Saved data entries:
──────

PR #429, opened 2024-07-30
Add support for Keycloak 25

TheBigLee:
This PR adds support for Keycloak 25 and drops support for older versions of Keycloak due to breaking changes in Keycloak and the helm chart.

## Checklist

      changelog.
      linked in the changelog.

### DIFF
--- a/component/class/defaults.yml
+++ b/component/class/defaults.yml
@@ -12,7 +12,7 @@ parameters:
         version: 5.0.13
       keycloak:
         source: https://codecentric.github.io/helm-charts
-        version: 2.3.0
+        version: 2.4.3
       nextcloud:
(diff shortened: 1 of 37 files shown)


component/class/defaults.yml
```diff
@@ -52,7 +52,7 @@ parameters:
       appcat:
         registry: ghcr.io
         repository: vshn/appcat
-        tag: v4.86.0
+        tag: support_keycloak_25
```
Kidswiss, line 55: Don't forget to adjust once it's released

Kidswiss (approved):

component/class/defaults.yml
TheBigLee: Done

──────

Exercise prompt: Go through the records and show every line with the string "defaults" in it.

Written solution:
--- a/component/class/defaults.yml
+++ b/component/class/defaults.yml
component/class/defaults.yml
component/class/defaults.yml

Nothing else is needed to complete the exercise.